If $\beta < \alpha$, then
$$ \{x : h(x) > \beta\} = \{f = \infty, g = -\infty\} \cup \{f = -\infty, g = \infty\} \cup \{x : f|_{E \setminus \{f = \pm \infty\}}(x) + g|_{E \setminus \{g = \pm \infty\}}(x) > \beta\}, $$
which is measurable.

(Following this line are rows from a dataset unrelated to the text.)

PR #1339, opened 2026-04-09
Use BPF ringbuf to transmit trace events from kernel to userspace

christos68k:
### Summary

Switches our trace event transmission logic from perf events to BPF ringbuf.

I tried to keep existing semantics regarding the following two behaviors, and if we decide to pursue changes there, I'd rather we open follow-up PRs as I want to keep this PR as simple as possible in terms of semantic changes:

1. The polling logic in [events.go](https://github.com/open-telemetry/opentelemetry-ebpf-profiler/blob/d20c77c1889c36d15a69de74298c39c733463b7a/tracer/events.go#L176) can be reworked to rely on the 'adaptive' ringbuffer notifications and a deadline (instead of a ticker)
2. We could look into using `bpf_ringbuf_reserve`/`bpf_ringbuf_submit` instead of `bpf_ringbuf_output` (building the trace incrementally inside the reserved region).

~I have one or two more TODOs to address but feel free to review.~

CC: @gnurizen


tracer/tracer.go
```diff
@@ -622,6 +624,12 @@ func loadAllMaps(coll *cebpf.CollectionSpec, cfg *Config,
 
 	adaption["sched_times"] = schedTimesSize(cfg.OffCPUThreshold)
 
+	// Allow for 1s of 'burst' trace data
+	// TODO: Base this on present CPUs instead, as runtime.NumCPU is fixed
+	// for the lifetime of the process?
+	ringbufSize := uint64(cfg.SamplesPerSecond * runtime.NumCPU() * support.Sizeof_Trace)
+	adaption["trace_events"] = uint32(util.NextPowerOfTwo(ringbufSize))
```
rogercoll: Very unlikely but for large rate sampling and big servers (e.g. 1000 samples/s and > 80 CPUs) the size could be trucanted to 0. Maybe rephrase `util.NextPowerOfTwo` to `util.NextU32PowerOfTwo` at set to max u32?

support/ebpf/tracemgmt.h
```diff
@@ -393,7 +393,14 @@ static inline EBPF_INLINE void send_trace(void *ctx, Trace *trace)
   const u64 send_size =
     sizeof(Trace) - sizeof(trace->frame_data) + sizeof(trace->frame_data[0]) * len;
 
-  bpf_perf_event_output(ctx, &trace_events, BPF_F_CURRENT_CPU, trace, send_size);
+  trace->cpu_id = bpf_get_smp_processor_id();
+
+  // We specify neither BPF_RB_NO_WAKEUP nor BPF_RB_FORCE_WAKEUP here, to allow
```
rogercoll: Should we set `BPF_RB_NO_WAKEUP` if the tracer is always polling these events (not epoll waited)?

tracer/tracer.go
christos68k: 836f8e30f

support/ebpf/tracemgmt.h
christos68k: I left it out originally as I planned to do epoll blocking in this PR but then later decided doing that work in a follow-up is best for clarity. See 4af7e21d0 for a fix.

tracer/tracer.go
```diff
@@ -658,6 +666,10 @@ func loadAllMaps(coll *cebpf.CollectionSpec, cfg *Config,
 		if newSize, ok := adaption[mapName]; ok {
 			log.Debugf("Size of eBPF map %s: %v", mapName, newSize)
 			mapSpec.MaxEntries = newSize
+
+			if mapName == "trace_events" {
+				log.Infof("Ringbuffer size: %d bytes", ringbufSize)
+			}
 		}
```
rogercoll, line 669: Isn't this log line redundant with the previous Debugf statement?

rogercoll (approved):
LGTM

tracer/events.go
```diff
@@ -292,11 +289,9 @@ func (t *Tracer) startTraceEventMonitor(ctx context.Context,
 	}()
 
 	return func() []metrics.Metric {
-		lost := lostEventsCount.Swap(0)
 		noData := noDataCount.Swap(0)
 		readError := readErrorCount.Swap(0)
 		return []metrics.Metric{
-			{ID: metrics.IDTraceEventLost, Value: metrics.MetricValue(lost)},
```
florianl, line 299: `TraceEventLost` should be marked as `obsolete` in `metrics.json`.

tracer/events.go
```diff
@@ -143,30 +144,29 @@ func startPerfEventMonitor(ctx context.Context, perfEventMap *ebpf.Map,
...
+	eventReader, err := ringbuf.NewReader(eventsMap)
 	if err != nil {
-		return nil, fmt.Errorf("Failed to setup perf reporting via %s: %v", eventsMap, err)
+		return nil, fmt.Errorf("Failed to setup ringbuf reporting via %s: %v", eventsMap, err)
 	}
 
 	// A deadline of zero is treated as "no deadline". A deadline in the past
 	// means "always return immediately". We thus set a deadline 1 second after
 	// unix epoch to always ensure the latter behavior.
+	// TODO: adapt this to better reflect ringbuffer behavior
```
florianl, line 163: nit: can we create an issue for that?

tracer/tracer.go
```diff
@@ -658,6 +666,10 @@ func loadAllMaps(coll *cebpf.CollectionSpec, cfg *Config,
 		if newSize, ok := adaption[mapName]; ok {
 			log.Debugf("Size of eBPF map %s: %v", mapName, newSize)
 			mapSpec.MaxEntries = newSize
+
+			if mapName == "trace_events" {
+				log.Infof("Ringbuffer size: %d bytes", ringbufSize)
+			}
```
florianl: Similar to https://github.com/open-telemetry/opentelemetry-ebpf-profiler/pull/1339/changes#r3246088367.
```suggestion
```

For other maps, where the size is adapted just before loading, we also do not write a `Infof` but a `Debugf` statement. The logged value here might also differ from the actual ring buffer size: `uint32(min(util.NextPowerOfTwo(ringbufSize), 1<<31))` vs `uint64(cfg.SamplesPerSecond * runtime.NumCPU() * support.Sizeof_Trace)`.

util/util.go
```diff
@@ -64,3 +65,13 @@ type OnDiskFileIdentifier struct {
...
 	return uint32(hash.Uint64(odfi.InodeNum) + odfi.DeviceID)
 }
+
+// NextPowerOfTwo returns value rounded up to the next power of two.
+// It returns value unchanged if value is already a power of two.
+func NextPowerOfTwo(v uint64) uint64 {
+	if v <= 1 {
+		return 1
+	}
+
```
florianl, line 79: Correctness issue: The result for the input `v > 1<<63` can not be represented in `uint64`.

support/ebpf/interpreter_dispatcher.ebpf.c
```diff
@@ -106,13 +106,13 @@ struct inhibit_events_t {
   __uint(max_entries, 2);
 } inhibit_events SEC(".maps");
 
-// Perf event ring buffer for sending completed traces to user-mode.
+// Ring buffer for sending completed traces to userspace.
 //
 // The map is periodically polled and read from in `tracer`.
+// NOTE: We use 0 as the number of max entries for this map as at load time
+// it will be replaced based on the number of possible CPUs and sampling rate.
```
florianl: As we might adapt on which values we calculate the result for max_entries at load time, we might skip here implementation details. E.g. we already miss here that the size of struct Trace is also taken into account and the size is aligned to the next power of two.
```suggestion
// NOTE: We use 0 as the number of max entries for this map as it will be adjusted at load time.
```

tracer/tracer.go
```diff
@@ -622,6 +624,12 @@ func loadAllMaps(coll *cebpf.CollectionSpec, cfg *Config,
 
 	adaption["sched_times"] = schedTimesSize(cfg.OffCPUThreshold)
 
+	// Allow for 1s of 'burst' trace data
+	// TODO: Base this on present CPUs instead, as runtime.NumCPU is fixed for the lifetime
+	// of the process?
```
florianl, line 629: Should we mention, that the map is sized larger than what is normally required?
`support.Sizeof_Trace` accounts for the maximum number of frames, that can be reported. While `bpf_ringbuf_output` sends only `send_size` via the ring buffer map (which usually is not a stacktrace with all 3072 frame_data set).

florianl (commented):
Will give later another view

tracer/tracer.go
christos68k: I'll take it out, added it for debugging during development.

tracer/events.go
christos68k: I'll do it after merge.

util/util.go
christos68k: Expanded comment and added saturation logic.

tracer/tracer.go
christos68k: Added a comment

support/ebpf/interpreter_dispatcher.ebpf.c
christos68k: Reworded

christos68k:
Fixed conflicts and merged with `main`, PTAL

florianl (approved):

Hence $f + g$ is measurable.
Now we consider the product $fg$, let
$$ E_1 = \{fg = \infty\} = \{f = \infty, g > 0\} \cup \{f = -\infty, g < 0\} \cup \{f > 0, g = \infty\} \cup \{f < 0, g = -\infty\}, $$
which is measurable.
$$ E_2 = \{fg = -\infty\} = \{f = \infty, g < 0\} \cup \{f = -\infty, g > 0\} \cup \{f > 0, g = -\infty\} \cup \{f < 0, g = \infty\}, $$
which is measurable.
Let $h = fg|_{E \setminus (E_1 \cup E_2)}$ and let $\alpha \in \mathbb{R}$. If $\alpha \geq 0$, then
$$ \{x : h(x) > \alpha\} = \{x : f|_{E \setminus \{x : f(x) = \pm \infty\}}(x) \cdot g|_{E \setminus \{x : g(x) = \pm \infty\}}(x) > \alpha\}, $$
which is measurable.
If $\alpha < 0$, then
$$ \{x : h(x) > \alpha\} = \{x : f(x) = 0\} \cup \{x : g(x) = 0\} \cup \{x : f|_{E \setminus \{f = \pm \infty\}}(x) \cdot g|_{E \setminus \{g = \pm \infty\}}(x) > \alpha\}, $$
which is measurable. Hence $fg$ is measurable.